▶ PROBLEM STATEMENT
If a line in the records below contains the word "CAttrSqlVar", return that line.

▶ ENTRIES SUPPLIED
PR #293, opened 2026-04-22
tests: cover sibling numeric→VARCHAR conversions

fdcastel:
## Summary

Builds on top of #292.  That PR fixed the `conv*ToString` helpers so numeric C-types bound to a Firebird VARCHAR parameter no longer corrupt the VARYING length prefix, but it only added test coverage for the `convLongToString` path (the single scenario reported in duckdb/odbc-scanner#161).  A regression in any of the sibling helpers — `convShortToString`, `convBigintToString`, `convFloatToString`, `convDoubleToString` — would slip through CI.

This PR adds one compact, loop-based test per sibling helper:

- `SShortToVarcharLoopDml`    — `SQL_C_SSHORT` → `convShortToString`
- `SBigintToVarcharLoopDml`   — `SQL_C_SBIGINT` → `convBigintToString`
- `FloatToVarcharLoopDml`     — `SQL_C_FLOAT` → `convFloatToString`
- `DoubleToVarcharLoopDml`    — `SQL_C_DOUBLE` → `convDoubleToString`

Each binds the relevant C-type to a VARCHAR column, executes the same prepared `INSERT INTO ... VALUES (?, ?)` across a small set of values chosen to exercise 1-, 2- and 3-digit widths plus a negative, and verifies:
- every row committed,
- no stored value contains an embedded `\0` byte,
- `CAST(val AS <original-type>)` round-trips for every boundary value.

DML (no stored procedure) is used so the tests run everywhere the existing parameterized-statement coverage runs; the FB 6 master parameterized-query regression is skipped via `SKIP_ON_FIREBIRD6()` — same rationale as #292's Issue161 tests.

## Scope notes

- `SQL_C_TYPE_DATE` / `SQL_C_TYPE_TIMESTAMP` → VARCHAR are **intentionally omitted**.  The driver routes those C-types through `convDateToString` / `convDateTimeToString`, which expect Firebird's internal `ISC_DATE` / `ISC_TIMESTAMP` encoding (a 32-bit int and a QUAD), NOT the ODBC-side `SQL_DATE_STRUCT` / `SQL_TIMESTAMP_STRUCT` the application actually binds.  The resulting VARCHAR is garbage (year 2043, etc.) independent of the length-prefix fix, so this is a separate pre-existing bug that should get its own fix and its own tests.
- `SQL_C_STINYINT` / `SQL_C_TYPE_TIME` similarly untested — low-value coverage.

## Dependency

Depends on #292.  Without that PR's `conv*ToString` length-prefix fix, every sibling test here exhibits the same silent data loss the SLONG test did (verified locally against the old v3.0.1.21 driver — 11/6 rows stored instead of the expected row count).  GitHub will show this PR's diff cleanly once #292 merges.

## Test plan

- [x] All 10 matrix jobs green: Windows x64 / x86 / ARM64 and Linux x64 / ARM64 on both Firebird 5.0.3 and Firebird master, plus Valgrind on Linux 5.0.3.

### DIFF
--- a/IscDbc/Connection.h
+++ b/IscDbc/Connection.h
@@ -524,6 +524,7 @@ public:
 	//virtual void		setSqlSubType ( short subtype ) = 0;
 	virtual void		setSqlLen ( short len ) = 0;
 	virtual short		getSqlMultiple () = 0;
+	virtual bool		isSqlVarying () = 0;
 
 	virtual char *		getSqlData() = 0;
 	virtual short *		getSqlInd() = 0;
--- a/IscDbc/IscHeadSqlVar.h
+++ b/IscDbc/IscHeadSqlVar.h
@@ -102,6 +102,7 @@ public:
 	inline short	getSqlMultiple () { return sqlMultiple; }
 	inline char *	getSqlData() { return sqlvar->sqldata; }
 	inline short *	getSqlInd() { return sqlvar->sqlind; }
+	inline bool		isSqlVarying() { return sqlvar->sqltype == SQL_VARYING; }
 
 	// not used
 	//void		setSqlInd( short *ind ) { sqlvar->sqlind = ind; }
--- a/IscDbc/Sqlda.cpp
+++ b/IscDbc/Sqlda.cpp
@@ -759,7 +759,20 @@ const char* Sqlda::getColumnName(int index)
 
 int Sqlda::getPrecision(int index)
 {
-	CAttrSqlVar *var = Var(index);
+	CAttrSqlVar *curVar = Var(index);
+	// Issue #161: for INPUT parameters the conversion code mutates sqlvar
+	// (via setTypeText/setSqlLen).  Reading precision from the current
+	// sqlvar makes `record->length` shrink after the first row was bound,
+	// which then causes subsequent numeric→VARCHAR conversions to write
+	// only the first character of multi-digit values (silent data loss).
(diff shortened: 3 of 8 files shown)


irodushka:
And with this?.. I don't understand

fdcastel:
Sorry — same delay as #292.  Posting an update now that both PRs are rebased on current master.

This PR adds sibling-numeric test coverage (`SShort`, `SBigint`, `Float`, `Double` → VARCHAR) on top of the `SLong` coverage in #292.  The driver-side fix lives in #292; once that lands, this PR reduces to a clean tests-only diff.

Rebased on master `b64c011` (post #294's `SQL_DBMS_VER` fix and #297's `SQLCopyDesc` SEGV fix).  All 10 matrix jobs green on the latest run ([25896361594](https://github.com/fdcastel/firebird-odbc-driver/actions/runs/25896361594)).  No conflicts.

The branch currently bundles #292's driver commits because the sibling tests can't pass without that fix; they'll auto-resolve via patch-id matching when #292 merges.  Happy to restructure differently if you'd prefer — e.g. base this branch directly on #292's head, or strip the bundled commits and accept that CI here goes red until #292 lands.

fdcastel:
Folded into #292 as its third commit (the four sibling loop tests), so there is no stacked PR showing foreign commits any more. Closing this one.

▶ EXERCISE OUTPUT
-	CAttrSqlVar *var = Var(index);
+	CAttrSqlVar *curVar = Var(index);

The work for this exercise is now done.